Data items:
━━━━━━━━━━━━━━━━━━━━━━━━━━━━━━
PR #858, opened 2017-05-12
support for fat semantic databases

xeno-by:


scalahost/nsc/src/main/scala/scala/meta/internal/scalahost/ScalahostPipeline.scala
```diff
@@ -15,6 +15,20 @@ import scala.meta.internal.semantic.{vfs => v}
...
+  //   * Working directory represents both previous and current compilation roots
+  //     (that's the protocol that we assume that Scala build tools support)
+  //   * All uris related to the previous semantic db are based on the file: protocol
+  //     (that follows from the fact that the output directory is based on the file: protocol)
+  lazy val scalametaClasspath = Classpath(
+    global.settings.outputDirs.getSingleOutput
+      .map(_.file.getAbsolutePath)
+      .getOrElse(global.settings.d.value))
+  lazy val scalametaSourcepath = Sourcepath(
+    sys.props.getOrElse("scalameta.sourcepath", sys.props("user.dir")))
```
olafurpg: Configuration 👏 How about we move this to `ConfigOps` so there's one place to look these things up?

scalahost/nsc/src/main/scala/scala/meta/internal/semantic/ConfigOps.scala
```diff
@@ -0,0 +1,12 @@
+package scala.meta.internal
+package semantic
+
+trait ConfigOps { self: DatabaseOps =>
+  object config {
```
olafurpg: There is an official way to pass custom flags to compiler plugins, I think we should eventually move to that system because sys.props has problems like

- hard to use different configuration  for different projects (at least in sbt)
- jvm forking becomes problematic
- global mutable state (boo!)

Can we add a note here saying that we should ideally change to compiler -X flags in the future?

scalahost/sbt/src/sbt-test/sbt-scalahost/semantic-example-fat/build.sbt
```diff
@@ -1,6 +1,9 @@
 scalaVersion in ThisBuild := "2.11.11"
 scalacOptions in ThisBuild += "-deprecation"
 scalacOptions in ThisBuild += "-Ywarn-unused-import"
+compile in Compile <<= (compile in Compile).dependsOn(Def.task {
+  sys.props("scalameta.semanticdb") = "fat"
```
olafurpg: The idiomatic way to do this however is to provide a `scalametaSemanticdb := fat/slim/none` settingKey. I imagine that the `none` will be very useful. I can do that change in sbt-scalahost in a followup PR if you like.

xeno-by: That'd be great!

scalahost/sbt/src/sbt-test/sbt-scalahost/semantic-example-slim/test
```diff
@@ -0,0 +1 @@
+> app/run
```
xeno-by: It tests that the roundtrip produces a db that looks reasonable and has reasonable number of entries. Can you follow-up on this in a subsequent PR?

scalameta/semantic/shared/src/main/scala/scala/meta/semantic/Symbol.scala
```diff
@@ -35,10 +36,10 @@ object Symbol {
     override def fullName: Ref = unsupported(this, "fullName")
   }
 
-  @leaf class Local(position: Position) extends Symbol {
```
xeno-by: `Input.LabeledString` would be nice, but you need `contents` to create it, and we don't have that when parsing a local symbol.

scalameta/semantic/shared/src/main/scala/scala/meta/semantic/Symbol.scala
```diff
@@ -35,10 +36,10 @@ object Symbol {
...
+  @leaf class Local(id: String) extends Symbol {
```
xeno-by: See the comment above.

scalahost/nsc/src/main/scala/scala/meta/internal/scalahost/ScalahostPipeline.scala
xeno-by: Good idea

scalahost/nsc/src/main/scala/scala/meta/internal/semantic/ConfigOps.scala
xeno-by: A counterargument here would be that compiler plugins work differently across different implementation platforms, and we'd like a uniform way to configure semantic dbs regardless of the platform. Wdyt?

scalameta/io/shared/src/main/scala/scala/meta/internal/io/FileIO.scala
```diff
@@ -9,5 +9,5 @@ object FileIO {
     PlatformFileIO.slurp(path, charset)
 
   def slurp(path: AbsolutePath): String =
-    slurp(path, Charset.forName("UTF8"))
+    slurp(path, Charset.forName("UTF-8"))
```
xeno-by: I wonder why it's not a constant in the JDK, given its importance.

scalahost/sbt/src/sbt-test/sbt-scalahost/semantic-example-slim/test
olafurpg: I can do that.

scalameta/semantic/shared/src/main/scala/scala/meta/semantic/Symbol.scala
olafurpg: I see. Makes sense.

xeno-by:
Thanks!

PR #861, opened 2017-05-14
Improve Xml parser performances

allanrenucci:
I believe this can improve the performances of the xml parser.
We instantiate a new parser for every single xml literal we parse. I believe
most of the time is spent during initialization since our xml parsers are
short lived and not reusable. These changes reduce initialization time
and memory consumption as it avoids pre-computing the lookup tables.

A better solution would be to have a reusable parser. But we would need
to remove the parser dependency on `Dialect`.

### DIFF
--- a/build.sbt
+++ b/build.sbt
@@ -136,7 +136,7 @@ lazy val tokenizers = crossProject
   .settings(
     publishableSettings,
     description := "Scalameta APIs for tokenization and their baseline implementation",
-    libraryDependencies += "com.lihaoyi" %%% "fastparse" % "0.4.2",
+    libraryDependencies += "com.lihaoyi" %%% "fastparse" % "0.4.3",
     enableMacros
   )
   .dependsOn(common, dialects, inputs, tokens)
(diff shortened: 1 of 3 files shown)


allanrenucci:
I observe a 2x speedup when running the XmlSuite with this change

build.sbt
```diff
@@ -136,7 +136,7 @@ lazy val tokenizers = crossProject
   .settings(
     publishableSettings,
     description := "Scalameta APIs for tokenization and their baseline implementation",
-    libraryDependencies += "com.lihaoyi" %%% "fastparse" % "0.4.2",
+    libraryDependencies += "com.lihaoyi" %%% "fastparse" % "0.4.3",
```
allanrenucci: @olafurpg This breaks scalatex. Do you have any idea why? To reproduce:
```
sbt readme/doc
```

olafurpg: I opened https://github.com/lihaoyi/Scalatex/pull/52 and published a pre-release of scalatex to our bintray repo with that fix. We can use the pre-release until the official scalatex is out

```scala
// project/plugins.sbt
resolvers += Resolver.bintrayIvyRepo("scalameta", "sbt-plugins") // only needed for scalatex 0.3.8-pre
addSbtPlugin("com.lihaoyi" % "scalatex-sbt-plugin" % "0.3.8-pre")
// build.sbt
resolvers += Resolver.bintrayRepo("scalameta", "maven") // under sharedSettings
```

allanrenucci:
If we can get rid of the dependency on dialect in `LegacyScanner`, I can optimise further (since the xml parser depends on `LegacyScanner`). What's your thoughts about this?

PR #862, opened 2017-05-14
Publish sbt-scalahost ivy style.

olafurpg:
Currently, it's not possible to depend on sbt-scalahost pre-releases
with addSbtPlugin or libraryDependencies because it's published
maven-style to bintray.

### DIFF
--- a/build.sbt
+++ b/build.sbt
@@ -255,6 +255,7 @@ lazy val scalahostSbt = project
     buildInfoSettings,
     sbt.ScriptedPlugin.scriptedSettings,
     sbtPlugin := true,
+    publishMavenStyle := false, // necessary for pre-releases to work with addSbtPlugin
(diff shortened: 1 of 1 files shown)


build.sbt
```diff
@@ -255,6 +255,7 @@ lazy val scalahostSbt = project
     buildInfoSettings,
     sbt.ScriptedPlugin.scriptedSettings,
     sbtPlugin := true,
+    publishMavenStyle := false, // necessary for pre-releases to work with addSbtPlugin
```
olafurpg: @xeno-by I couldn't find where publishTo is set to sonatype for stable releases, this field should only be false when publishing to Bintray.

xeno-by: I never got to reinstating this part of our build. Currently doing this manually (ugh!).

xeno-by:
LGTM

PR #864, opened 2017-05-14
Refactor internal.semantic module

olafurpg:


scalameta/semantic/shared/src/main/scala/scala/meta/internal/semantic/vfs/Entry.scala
━━━━━━━━━━━━━━━━━━━━━━━━━━━━━━
> _PROBLEM TO WORK ON_: Each line of the entries above that contains "plugins" must be copied into the answer.

> _OUTPUT OF THE TASK_:
olafurpg: There is an official way to pass custom flags to compiler plugins, I think we should eventually move to that system because sys.props has problems like
xeno-by: A counterargument here would be that compiler plugins work differently across different implementation platforms, and we'd like a uniform way to configure semantic dbs regardless of the platform. Wdyt?
// project/plugins.sbt
resolvers += Resolver.bintrayIvyRepo("scalameta", "sbt-plugins") // only needed for scalatex 0.3.8-pre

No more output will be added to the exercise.